PR #329, opened 2024-03-22
apps: Convert shortlist string to list

mike-sul:
- Convert the comma-separated list of apps represented as a string and provided as an input parameter to a list of string.

- Define the app shortlist as a list of strings in each function of the app fetcher.

### DIFF
--- a/apps/fetch.py
+++ b/apps/fetch.py
@@ -15,7 +15,7 @@ from factory_client import FactoryClient
 from helpers import cmd
 
 
-def fetch_target_apps(targets: dict, apps_shortlist: str, token: str, dst_dir: str):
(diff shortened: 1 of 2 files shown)


apps/fetch.py
```diff
@@ -15,7 +15,7 @@
 from helpers import cmd
 
 
-def fetch_target_apps(targets: dict, apps_shortlist: str, token: str, dst_dir: str):
+def fetch_target_apps(targets: dict, apps_shortlist: [str], token: str, dst_dir: str):
```
doanac, line 18: I didn't know that syntax worked `[str]`. I guess this is a newer `List[str]`.

doanac (approved):

PR #334, opened 2024-05-15
apps: Add a flag to disable SBOM generation

doanac:


doanac:
@vanmaegima - this seems to work in my factory. You think this will work for the customer request?

apps/build.sh
```diff
@@ -175,10 +175,14 @@ for x in $IMAGES ; do
 
 	echo "Build step $((completed+2)) of $total is complete"
 
-	status "Doing a syft SBOM scan"
-	sbom_dst=/archive/sboms/${ct_base}/${ARCH}.spdx.json
-	mkdir -p $(dirname $sbom_dst)
-	syft ${ct_base}:$TAG-$ARCH -o spdx-json > $sbom_dst
+	if [ -z "$DISABLE_SBOM" ] ; then
```
mike-scott, line 178: @doanac To implement this a user adds this to the `params` block of `containers`?
```
DISABLE_SBOM: "1"
```

doanac: yep. i'm testing that now

doanac: here it is disabled - https://app.foundries.io/factories/andy-corp/targets/77/ 
here it is enabled(default) - https://app.foundries.io/factories/andy-corp/targets/78/

vanmaegima:
@doanac If that is part of the `containers` block, would that impact platform builds as well? I remember preloaded apps inherit the block from containers, so it'd be good to understand the impact there. I believe the request here is to disable SBOMs for containers only, but I'll double check.

quaresmajose:
> This only disables for containers. SBOM generation for Platform is done via Yocto - I'm not sure how you disable that.

The yocto SPDX can be also be disabled but I don't see much benefit in doing it, in the kirkstone branch it also have negative side effects like reducing the sstate-cache reuse.

vanmaegima (approved):

MrCry0 (approved):

doanac:
rebased on master

PR #337, opened 2024-05-28
Handle offline fetch apps edge cases

mike-sul:
1. Add ability to disable apps update for offline update.
    It adds the `fetched-apps.uri=None` value to each target, so the
    target consumer, fioctl and aklite-offline, knows whether
    to consider apps for the target offline update or not.

2. Don't set `fetched-apps.shortlist` field if shortlist is not specified or empty value.    
    - Use target apps and shortlist intersection as the shortlist of apps to
      fetch. Also, set the `fetched-apps.shortlist` value to this
      intersection.
    
    - Yield an error if no apps found to fetch for the given intersection of
      target apps and the specified shortlist.

### DIFF
--- a/apps/fetch.py
+++ b/apps/fetch.py
@@ -15,12 +15,26 @@ from factory_client import FactoryClient
 from helpers import cmd
 
 
-def fetch_target_apps(targets: dict, apps_shortlist: str, token: str, dst_dir: str):
+def fetch_target_apps(targets: dict, apps_shortlist: set[str], token: str, dst_dir: str) -> dict[str, set[str]]:
     apps_fetcher = SkopeAppFetcher(token, dst_dir)
+    fetched_target_apps: dict[str, set[str]] = {}
     for target_name, target_json in targets.items():
-        apps_fetcher.fetch_target(FactoryClient.Target(target_name, target_json),
-                                  [x.strip() for x in apps_shortlist.split(',') if x]
-                                  if apps_shortlist else None, force=True)
+        target = FactoryClient.Target(target_name, target_json)
+        target_apps = set(app for app, _ in target.apps())
+        target_app_shortlist: set[str] = None
+        if apps_shortlist:
+            target_app_shortlist = target_apps.intersection(apps_shortlist)
+
+        if apps_shortlist and not target_app_shortlist:
+            raise Exception(f'No apps found to fetch; target: {target_name};'
+                            f' target apps: {",".join(target_apps)};'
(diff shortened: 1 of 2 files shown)


mike-sul:
@doanac Since Andre has day offs today and tomorrow, could you please look into it.
I've tested it pretty thoroughly and checked the edge cases mentioned in the commit messages.

apps/fetch.py
```diff
@@ -15,12 +15,26 @@
...
+    fetched_target_apps: dict[str, set[str]] = {}
     for target_name, target_json in targets.items():
-        apps_fetcher.fetch_target(FactoryClient.Target(target_name, target_json),
-                                  [x.strip() for x in apps_shortlist.split(',') if x]
-                                  if apps_shortlist else None, force=True)
+        target = FactoryClient.Target(target_name, target_json)
+        target_apps = set(app for app, _ in target.apps())
+        target_app_shortlist: set[str] = None
+        if apps_shortlist:
+            target_app_shortlist = target_apps.intersection(apps_shortlist)
```
doanac, line 26: should we log what got dropped from this intersection so that its easier to detect if someone made a typo?

apps/fetch.py
```diff
@@ -71,20 +74,27 @@ def main(args: argparse.Namespace):
...
-            }
-            if fetched_target_apps[target] and len(fetched_target_apps[target]) > 0:
-                target_json["custom"]["fetched-apps"]["shortlist"] = \
-                                                            ",".join(fetched_target_apps[target])
+        if args.disable:
+            logging.info("Disabling apps for offline update...")
+            for target, target_json in targets.items():
+                target_json["custom"]["fetched-apps"] = {
+                    "uri": None
+                }
```
doanac, line 82: would it make more sense to do:
` target_json["custom"]["fetched-apps"]  = None`
or
` target_json["custom"]["fetched-apps"]  = {}`

apps/fetch.py
mike-sul: Yep, I think it may be useful. It's not necessary has to be type. Customers may have different set of target apps in different branches. I will add the log.

apps/fetch.py
mike-sul: Maybe, it will require a change in aklite though and I've already update the meta-lmp... This is kind of internal interface between ci-scripts and aklite, not user facing stuff.

apps/fetch.py
mike-sul: Updated.

doanac (approved):

PR #338, opened 2024-06-03
apps: Fetch app images if sbom is turned off

mike-sul:
Pull app images if the sbom generation is turned off.
If the sbom generation is turned ON, it pulls all app images to the local docker store. Then, the following script that gather information about app image layers parses the local docker store, therefore it assumes that all app images are present in the store.
If the sbom generation is OFF, then the 3rd party images are not present in the local store, hence they must be fetched to make the app layer metadata generation script work correctly. This is exactly what this change does.

### DIFF
--- a/apps/fetch_app_images.py
+++ b/apps/fetch_app_images.py
@@ -1,0 +1,41 @@
+import argparse
+import logging
+import os
+import subprocess
+
+from apps.compose_apps import ComposeApps
+from apps.apps_publisher import AppsPublisher
+from helpers import status
+
+
+def main(args):
+    status("Fetching app images to the local docker engine store")
+
+    publisher = AppsPublisher(args.factory, "", "")
+    apps = ComposeApps(args.apps_root, quiet=True)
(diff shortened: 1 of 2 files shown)


apps/fetch_app_images.py
```diff
@@ -0,0 +1,41 @@
...
+from apps.apps_publisher import AppsPublisher
+from helpers import status
+
+
+def main(args):
+    status("Fetching app images to the local docker engine store")
+
+    publisher = AppsPublisher(args.factory, "", "")
+    apps = ComposeApps(args.apps_root, quiet=True)
+    publisher.tag(apps, args.tag)
```
doanac, line 16: so the trick here and why we need all this python vs a "docker compose pull"  is because of the tagging complexities, right?

mike-sul: Yes. In addition to that we need to skip the disabled apps and the "image directories" (directories that doesn't have docker-compose.yml).

doanac (approved):

PR #339, opened 2024-06-06
Fix image layer meta gathering

mike-sul:


apps/build.sh
```diff
@@ -17,7 +17,7 @@ HERE=$(dirname $(readlink -f $0))
 require_params FACTORY
 
 export DOCKER_BUILDKIT=1
-BUILDKIT_VERSION="${BUILDKIT_VERSION-v0.10.3}"
+BUILDKIT_VERSION="${BUILDKIT_VERSION-v0.13.1}"
```
doanac, line 20: are we sure this change is needed. If so - can we update the commit message to explain why?

Also - Can we bump this without bumping the docker-dind-ci container image?

mike-sul: No, I am not sure. Let me double check it.

mike-sul:
```
|  #1 DONE 5.5s
|  ERROR: multiple outputs currently unsupported by the current BuildKit daemon, please upgrade to version v0.13+ or use a single output
```

apps/build.sh
```diff
@@ -127,7 +127,7 @@ for x in $IMAGES ; do
 		docker_cmd="$docker_cmd  --no-cache"
 	fi
 
-	docker_cmd="$docker_cmd --push --cache-to type=registry,ref=${ct_base}:${LATEST}-${ARCH}_cache,mode=max"
+	docker_cmd="$docker_cmd --load --output=type=registry,oci-mediatypes=false --provenance=false --cache-to type=registry,ref=${ct_base}:${LATEST}-${ARCH}_cache,mode=max"
```
doanac, line 130: I think we'll have to have some conditional logic here. I'm not sure we want to move every customer to the new container image. So we'll have to temporarily check for the buildkit version or an environment variable or something that can work in both the current mode and this new mode you are working on.

mike-sul: Do you mean something like this https://github.com/foundriesio/ci-scripts/pull/339/commits/50007efc424b62a9cbc6f1975740834f23e39e4e?

A user can control it through

`containers.ci_image` and `containers.params.BUILDKIT_VERSION` variables in factory config.

doanac: I think that commit will do it. Might make a note in the code that its a "temporary" hack until we move everyone to the new buildkit.

as per enabling the feature. I'd say if `container.ci_image` is defined - we honor it. Otherwise, we start some new allow-list type function to start doing it customer by customer. I'm fine converting all trial/free factories to the new approach.

mike-sul: It looks like a change to the source/repoz, this PR won't require any adaptation to it.

doanac: LGTM - just add a comment before this line so we'll remember that its safe to remove some day in the future

mike-sul: I added a comment. However, I am not sure if it is going to be safe to remove it ever as long as we allow users to specify buildkit/buildx versions through the factory parameters I mentioned above.

doanac: its something i can script and figure out some day.

PR #340, opened 2024-07-17
lmp: Support partner mirrors

doanac:
We are introducing the ability for our partner factories to have sstate mirror objects in GCS. This change detects that based on the "forked-from" attribute we use a factory's factory-config.yml that will get set by our git server as a CI run parameter when triggering a build.


doanac:
@mike-scott - this should get your derivative factory going.

mike-scott (approved):
LGTM.  (Partners should not be including any files in their sstate cache that would need a special token or NDA.  That needs to be managed at the individual Factory level)

MrCry0 (approved):
LGTM

quaresmajose (approved):
LGTM

PR #341, opened 2024-08-08
lmp/build: add support to have a pre created /srv/oe dir

quaresmajose:
With this we can make this dir persistent which helps a lot in debugging with the simulator.

```
  "persistent-volumes": {
    "bitbake": "/var/cache/bitbake",
    "oe": "/srv/oe"
  },
```

To do that we need to inject this line on the `rundef.json` before launching the `jobserv_runner.simulator`:

```
cat <<< $(jq '."persistent-volumes"."oe"="/srv/oe"' rundef.json) > rundef.json
```

### DIFF
--- a/lmp/build.sh
+++ b/lmp/build.sh
@@ -10,6 +10,7 @@ start_ssh_agent
 git_config
 load_extra_certs
 
+mkdir -p /srv/oe
 if [[ $GIT_URL == *"/lmp-manifest.git"* ]]; then
 	status "Build triggered by change to lmp-manifest"
 	manifest="file://$(pwd)/.git -b $GIT_SHA"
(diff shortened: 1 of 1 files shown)


lmp/build.sh
```diff
@@ -36,7 +37,7 @@ cp /root/.netrc /home/builder/.netrc || true
 
 set_base_lmp_version
 
-mkdir build conf
+mkdir -p build conf
```
MrCry0, line 40: -p forces to create mutli-level subdirs. There are 2 separate 1-level subdirs. I doubt we need there `-p`

with this - lgtm

MrCry0 (approved):

lmp/build.sh
doanac: it also won't err out if the directory exists. I think he's doing this instead `[ -d build ] || mkdir build`.

doanac (approved):

lmp/build.sh
quaresmajose: > it also won't err out if the directory exists. I think he's doing this instead [ -d build ] || mkdir build.

yes that was really the reason

MrCry0: > it also won't err out if the directory exists. I think he's doing this instead `[ -d build ] || mkdir build`.

Oh, suck a good trick, didn't aware of this side-effect :)

ricardosalveti (approved):
LGTM

PR #3, opened 2020-09-14
Explain the meta processing logic in some detail.

jeremyroman:
@domenic PTAL?

I've tried to capture my current thinking about how the details of this ought to work.


domenic (approved):
LGTM. It might just be me, but I had an intuition that you'd want this before anything that causes a resource fetch (like `<link>`). It could be worth explaining why that's not necessary.

The answer is, IIUC, because this prescanning will happen before any resource fetching, so if the meta is not found, then we bail out without performing any problematic resource fetches.

jeremyroman:
Expanded the discussion of `<link>` a little more; ptal?

domenic (approved):
Haha, I would just omit bgsound, but LGTM :)

PR #9, opened 2020-11-03
First draft of a spec

domenic:
This ports over portions of https://wicg.github.io/portals/, attempting to generalize along the way. The novel thing it introduces is storing all prerendering browsing contexts in a map, and patching the navigation algorithm to allow activation in place of some navigations. Most of what it's doing is setting up the scaffolding for further spec work on the restrictions and fetching changes, by giving the browsing context a "loading mode".

DO NOT MERGE until we figure out our gh-pages vs. master branch situation; this currently includes the built output, which makes me sad.

/cc @jakearchibald @kjmcnee as the new generalized "activation" has a clear spot for session history handling, and I'd be interested in whether it looks like it will line up with what we're hoping for. Right now it just has

> TODO prepend the existing session history of |predecessorBC| into |successorBC|? Or, probably better, use the new "browsing session" concept to bridge them? Be sure to respect |historyHandling|.

General note: we'll probably need a variety of special hooks where portals can do its thing, e.g. predecessor adoption and firing portalactivate and such during activation, or maybe some cleanup on failed navigations as noted inline. We can add those when I work on rebasing portals on top of this; for now I'm keeping it relatively self-contained and minimal.


domenic:
Spec preview: https://htmlpreview.github.io/?https://raw.githubusercontent.com/jeremyroman/alternate-loading-modes/38a5f466e7873b60f5da718357c0de86ebc71c8c/index.html

index.bs
```diff
@@ -1,17 +1,218 @@
...
+
+  1. [=Navigate=] |bc| to |startingURL| with the [=source browsing context=] set to |referrerDoc|'s [=Document/browsing context=].
+
+  1. Return |bc|.
+</div>
+
+<div algorithm>
+  To <dfn for="prerendering browsing context">activate</dfn> a [=prerendering browsing context=] |successorBC| in place of a [=top-level browsing context=] |predecessorBC| given a [=history handling behavior=] |historyHandling|:
+
+  1. Assert: |historyHandling| is either "`default`" or "`replace`".
```
kjmcnee, line 83: A historyHandling of "entry update" also makes sense for portals due to adoption, but presumably not for ordinary prerendering.

domenic: Hmm interesting, yeah, I think adopted browsing contexts are going to have a number of differences from other prerendering browsing contexts... they might need a separate loading mode or something like it. E.g. they get to keep storage access, IIRC.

* _Task requirements_:
Your task is to restate, word for word, only those lines above that fall between the line holding "doanac: its something" and the line holding "lmp/build: add support", inclusive.

* _Output of the task_:
doanac: its something i can script and figure out some day.

PR #340, opened 2024-07-17
lmp: Support partner mirrors

doanac:
We are introducing the ability for our partner factories to have sstate mirror objects in GCS. This change detects that based on the "forked-from" attribute we use a factory's factory-config.yml that will get set by our git server as a CI run parameter when triggering a build.


doanac:
@mike-scott - this should get your derivative factory going.

mike-scott (approved):
LGTM.  (Partners should not be including any files in their sstate cache that would need a special token or NDA.  That needs to be managed at the individual Factory level)

MrCry0 (approved):
LGTM

quaresmajose (approved):
LGTM

PR #341, opened 2024-08-08
lmp/build: add support to have a pre created /srv/oe dir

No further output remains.